* _Work order_:
Starting at the line below holding "the same line." and stopping at the line holding "The dialog reuses", print every line exactly, both ends included, and leave the rest out.

Saved entries:
Start of Block

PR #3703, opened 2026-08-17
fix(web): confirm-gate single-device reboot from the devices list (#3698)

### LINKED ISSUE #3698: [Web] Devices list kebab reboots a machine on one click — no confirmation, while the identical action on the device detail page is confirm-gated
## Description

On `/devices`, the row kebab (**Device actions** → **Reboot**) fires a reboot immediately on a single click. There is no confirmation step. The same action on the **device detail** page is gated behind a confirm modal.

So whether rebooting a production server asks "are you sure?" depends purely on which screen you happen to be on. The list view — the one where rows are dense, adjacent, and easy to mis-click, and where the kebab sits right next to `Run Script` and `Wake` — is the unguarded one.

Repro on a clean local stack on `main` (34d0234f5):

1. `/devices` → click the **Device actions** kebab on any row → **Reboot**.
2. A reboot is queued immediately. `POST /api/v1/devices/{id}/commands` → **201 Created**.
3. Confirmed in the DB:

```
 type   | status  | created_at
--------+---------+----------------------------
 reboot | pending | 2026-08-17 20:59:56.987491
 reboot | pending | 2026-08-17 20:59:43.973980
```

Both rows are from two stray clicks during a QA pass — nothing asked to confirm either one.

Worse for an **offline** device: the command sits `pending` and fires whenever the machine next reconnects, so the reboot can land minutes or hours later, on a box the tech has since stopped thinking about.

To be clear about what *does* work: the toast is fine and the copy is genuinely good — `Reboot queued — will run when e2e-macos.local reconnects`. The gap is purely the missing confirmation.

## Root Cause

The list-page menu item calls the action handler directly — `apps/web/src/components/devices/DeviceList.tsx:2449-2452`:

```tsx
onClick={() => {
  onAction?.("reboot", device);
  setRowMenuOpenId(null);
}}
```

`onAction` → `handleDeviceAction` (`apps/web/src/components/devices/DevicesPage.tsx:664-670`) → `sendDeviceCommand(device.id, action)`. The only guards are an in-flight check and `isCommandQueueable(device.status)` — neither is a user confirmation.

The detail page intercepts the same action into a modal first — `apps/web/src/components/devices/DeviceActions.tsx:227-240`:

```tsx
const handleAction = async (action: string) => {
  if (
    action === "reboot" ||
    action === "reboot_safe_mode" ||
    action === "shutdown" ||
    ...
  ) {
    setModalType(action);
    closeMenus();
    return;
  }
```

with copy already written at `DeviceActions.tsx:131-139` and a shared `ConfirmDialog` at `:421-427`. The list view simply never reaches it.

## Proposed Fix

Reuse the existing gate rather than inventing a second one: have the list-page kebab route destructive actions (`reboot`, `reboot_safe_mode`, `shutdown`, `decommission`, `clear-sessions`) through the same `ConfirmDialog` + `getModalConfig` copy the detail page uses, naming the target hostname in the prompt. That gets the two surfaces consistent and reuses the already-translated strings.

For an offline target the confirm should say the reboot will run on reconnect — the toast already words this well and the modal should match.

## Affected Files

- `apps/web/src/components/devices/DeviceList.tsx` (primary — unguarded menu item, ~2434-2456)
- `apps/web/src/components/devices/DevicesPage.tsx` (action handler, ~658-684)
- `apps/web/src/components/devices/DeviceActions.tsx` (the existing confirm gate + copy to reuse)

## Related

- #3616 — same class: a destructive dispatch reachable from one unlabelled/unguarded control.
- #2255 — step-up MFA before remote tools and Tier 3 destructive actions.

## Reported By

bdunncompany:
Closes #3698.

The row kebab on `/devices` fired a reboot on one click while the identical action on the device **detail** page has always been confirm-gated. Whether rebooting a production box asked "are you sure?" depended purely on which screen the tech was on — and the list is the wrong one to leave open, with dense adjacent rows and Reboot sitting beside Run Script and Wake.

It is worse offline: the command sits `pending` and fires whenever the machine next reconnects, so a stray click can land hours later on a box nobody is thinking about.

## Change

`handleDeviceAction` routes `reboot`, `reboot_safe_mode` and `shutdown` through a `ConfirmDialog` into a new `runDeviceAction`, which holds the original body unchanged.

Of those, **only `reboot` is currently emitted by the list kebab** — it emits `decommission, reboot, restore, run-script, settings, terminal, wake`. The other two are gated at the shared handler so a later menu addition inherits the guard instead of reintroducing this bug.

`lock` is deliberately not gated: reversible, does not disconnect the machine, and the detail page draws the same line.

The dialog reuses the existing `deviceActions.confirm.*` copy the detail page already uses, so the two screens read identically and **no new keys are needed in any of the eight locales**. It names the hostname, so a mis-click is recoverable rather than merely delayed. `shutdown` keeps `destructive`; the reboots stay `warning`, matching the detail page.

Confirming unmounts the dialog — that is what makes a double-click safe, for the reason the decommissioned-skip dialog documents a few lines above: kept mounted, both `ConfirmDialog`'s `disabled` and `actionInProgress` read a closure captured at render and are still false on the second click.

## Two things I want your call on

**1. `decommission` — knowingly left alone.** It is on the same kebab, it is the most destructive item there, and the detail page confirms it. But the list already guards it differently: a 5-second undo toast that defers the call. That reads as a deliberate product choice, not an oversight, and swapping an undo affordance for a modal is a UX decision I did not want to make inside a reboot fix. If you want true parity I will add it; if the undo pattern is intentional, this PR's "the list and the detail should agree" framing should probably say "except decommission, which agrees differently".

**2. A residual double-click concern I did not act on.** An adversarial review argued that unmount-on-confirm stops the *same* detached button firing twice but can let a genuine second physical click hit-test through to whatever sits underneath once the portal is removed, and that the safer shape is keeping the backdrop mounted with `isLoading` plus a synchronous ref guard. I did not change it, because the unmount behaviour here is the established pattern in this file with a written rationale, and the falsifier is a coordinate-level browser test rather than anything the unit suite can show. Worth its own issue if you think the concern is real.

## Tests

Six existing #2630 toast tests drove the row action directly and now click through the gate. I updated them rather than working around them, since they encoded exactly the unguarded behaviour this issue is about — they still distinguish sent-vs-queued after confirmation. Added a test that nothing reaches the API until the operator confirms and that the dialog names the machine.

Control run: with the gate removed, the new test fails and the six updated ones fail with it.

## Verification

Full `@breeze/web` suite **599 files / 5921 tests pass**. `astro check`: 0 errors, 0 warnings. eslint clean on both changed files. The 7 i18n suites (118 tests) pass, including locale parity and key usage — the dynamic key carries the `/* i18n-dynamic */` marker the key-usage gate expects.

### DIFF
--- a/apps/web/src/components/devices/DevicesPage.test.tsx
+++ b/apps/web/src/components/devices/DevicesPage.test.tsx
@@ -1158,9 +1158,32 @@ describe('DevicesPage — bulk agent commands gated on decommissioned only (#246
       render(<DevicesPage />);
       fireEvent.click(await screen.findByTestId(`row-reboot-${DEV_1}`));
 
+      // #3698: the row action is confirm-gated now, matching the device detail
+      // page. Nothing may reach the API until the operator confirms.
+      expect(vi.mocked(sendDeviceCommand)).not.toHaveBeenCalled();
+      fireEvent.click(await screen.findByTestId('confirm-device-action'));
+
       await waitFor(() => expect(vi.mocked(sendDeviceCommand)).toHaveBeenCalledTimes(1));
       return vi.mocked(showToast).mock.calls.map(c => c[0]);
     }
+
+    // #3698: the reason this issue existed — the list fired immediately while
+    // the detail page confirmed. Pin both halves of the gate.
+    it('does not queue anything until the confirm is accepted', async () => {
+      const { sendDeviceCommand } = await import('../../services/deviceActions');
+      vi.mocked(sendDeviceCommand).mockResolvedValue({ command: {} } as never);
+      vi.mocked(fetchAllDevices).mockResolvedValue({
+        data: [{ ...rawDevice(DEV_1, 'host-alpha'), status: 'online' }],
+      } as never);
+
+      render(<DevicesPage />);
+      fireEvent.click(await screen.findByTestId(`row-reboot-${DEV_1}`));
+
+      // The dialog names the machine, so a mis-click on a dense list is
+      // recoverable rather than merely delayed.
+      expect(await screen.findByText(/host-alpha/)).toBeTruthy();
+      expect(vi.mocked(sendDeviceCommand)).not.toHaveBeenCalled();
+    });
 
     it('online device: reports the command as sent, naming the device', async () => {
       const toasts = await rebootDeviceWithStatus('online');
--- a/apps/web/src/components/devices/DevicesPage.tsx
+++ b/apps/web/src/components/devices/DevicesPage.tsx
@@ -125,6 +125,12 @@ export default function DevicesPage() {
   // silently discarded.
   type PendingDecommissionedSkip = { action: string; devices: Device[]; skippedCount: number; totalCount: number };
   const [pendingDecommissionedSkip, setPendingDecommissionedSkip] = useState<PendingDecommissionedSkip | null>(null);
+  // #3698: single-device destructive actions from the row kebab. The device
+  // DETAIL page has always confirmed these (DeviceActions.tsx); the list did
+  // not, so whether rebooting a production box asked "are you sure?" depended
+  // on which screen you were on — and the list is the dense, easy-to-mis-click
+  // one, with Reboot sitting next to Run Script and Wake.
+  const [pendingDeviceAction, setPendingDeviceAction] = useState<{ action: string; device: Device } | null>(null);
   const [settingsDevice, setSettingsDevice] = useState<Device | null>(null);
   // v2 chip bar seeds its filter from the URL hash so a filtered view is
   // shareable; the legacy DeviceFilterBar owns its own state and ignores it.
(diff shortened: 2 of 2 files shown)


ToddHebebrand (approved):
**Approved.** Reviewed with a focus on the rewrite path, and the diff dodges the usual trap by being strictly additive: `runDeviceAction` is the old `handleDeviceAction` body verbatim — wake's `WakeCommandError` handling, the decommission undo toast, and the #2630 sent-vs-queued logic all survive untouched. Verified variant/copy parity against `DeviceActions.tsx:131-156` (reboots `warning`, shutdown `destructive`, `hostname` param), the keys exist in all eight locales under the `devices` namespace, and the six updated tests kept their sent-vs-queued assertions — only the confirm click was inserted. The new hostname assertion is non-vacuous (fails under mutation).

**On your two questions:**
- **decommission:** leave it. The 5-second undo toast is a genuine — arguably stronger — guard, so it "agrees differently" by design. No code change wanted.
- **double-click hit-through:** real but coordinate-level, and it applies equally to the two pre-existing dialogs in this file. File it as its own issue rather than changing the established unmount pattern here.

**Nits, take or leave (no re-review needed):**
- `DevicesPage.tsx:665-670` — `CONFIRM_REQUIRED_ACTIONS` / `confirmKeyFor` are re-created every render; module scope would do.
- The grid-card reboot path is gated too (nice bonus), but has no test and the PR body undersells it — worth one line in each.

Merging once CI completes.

End of Block

* _Response box_:
`lock` is deliberately not gated: reversible, does not disconnect the machine, and the detail page draws the same line.

The dialog reuses the existing `deviceActions.confirm.*` copy the detail page already uses, so the two screens read identically and **no new keys are needed in any of the eight locales**. It names the hostname, so a mis-click is recoverable rather than merely delayed. `shutdown` keeps `destructive`; the reboots stay `warning`, matching the detail page.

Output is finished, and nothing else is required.